* EXERCISE OBJECTIVE
From the first line to the last, retype the data below exactly.

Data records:
══════════
PR #7226, opened 2022-08-04
Add a second verification pass for initial NS verification failures

makyen:
The intent of this change is to prevent CI testing from failing due to intermittent DNS resolution issues. While we already do a second pass, it doesn't seem to resolve the issues we're seeing on particular domains. This collects the entries which failed the first round of testing and re-tests all of the failures (many/most will have already been tested twice, so this is a third and fourth attempt, but delayed).

In addition, with the prior code we don't have easy access to the entry which is is failing. With this change, the failing entries are collected into a list in both a first and second pass. If we continue to have issues with a specific domain that isn't actually a failure and something we want to remove from then list, then we can just exclude it from being reported as an error in CI testing.

### DIFF
--- a/blacklists.py
+++ b/blacklists.py
@@ -6,9 +6,10 @@ import regex
 import yaml
 import dns.resolver
 import sys
+import time
 
 from globalvars import GlobalVars
-from helpers import log, log_current_exception, color
+from helpers import log, log_current_exception, color, pluralize
 
 
 def load_blacklists():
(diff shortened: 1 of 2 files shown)


makyen:
I'm going to go ahead and merge this. Usually I prefer to leave PRs open for at least a day to see if anyone has comments/issues/suggestions/questions/etc. With this one, it's an intermittent issue in CI testing which is causing notable additional work by people checking out why the CI failures occurred, and the failures are relatively common (at least a couple/few per day, it seems, at least for one domain in particular).

It's not clear to me that this will really resolve the issue. We may end up having to explicitly exclude from reporting the domain which is most commonly causing the CI failures, but this should at least move us in the direction of doing that. I'll keep an eye out for additional DNS failures and see if we need to add an explicit exclusion from reporting.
══════════
* WRITTEN RESPONSE
PR #7226, opened 2022-08-04
Add a second verification pass for initial NS verification failures

makyen:
The intent of this change is to prevent CI testing from failing due to intermittent DNS resolution issues. While we already do a second pass, it doesn't seem to resolve the issues we're seeing on particular domains. This collects the entries which failed the first round of testing and re-tests all of the failures (many/most will have already been tested twice, so this is a third and fourth attempt, but delayed).

In addition, with the prior code we don't have easy access to the entry which is is failing. With this change, the failing entries are collected into a list in both a first and second pass. If we continue to have issues with a specific domain that isn't actually a failure and something we want to remove from then list, then we can just exclude it from being reported as an error in CI testing.

### DIFF
--- a/blacklists.py
+++ b/blacklists.py
@@ -6,9 +6,10 @@ import regex
 import yaml
 import dns.resolver
 import sys
+import time
 
 from globalvars import GlobalVars
-from helpers import log, log_current_exception, color
+from helpers import log, log_current_exception, color, pluralize
 
 
 def load_blacklists():
(diff shortened: 1 of 2 files shown)


makyen:
I'm going to go ahead and merge this. Usually I prefer to leave PRs open for at least a day to see if anyone has comments/issues/suggestions/questions/etc. With this one, it's an intermittent issue in CI testing which is causing notable additional work by people checking out why the CI failures occurred, and the failures are relatively common (at least a couple/few per day, it seems, at least for one domain in particular).

It's not clear to me that this will really resolve the issue. We may end up having to explicitly exclude from reporting the domain which is most commonly causing the CI failures, but this should at least move us in the direction of doing that. I'll keep an eye out for additional DNS failures and see if we need to add an explicit exclusion from reporting.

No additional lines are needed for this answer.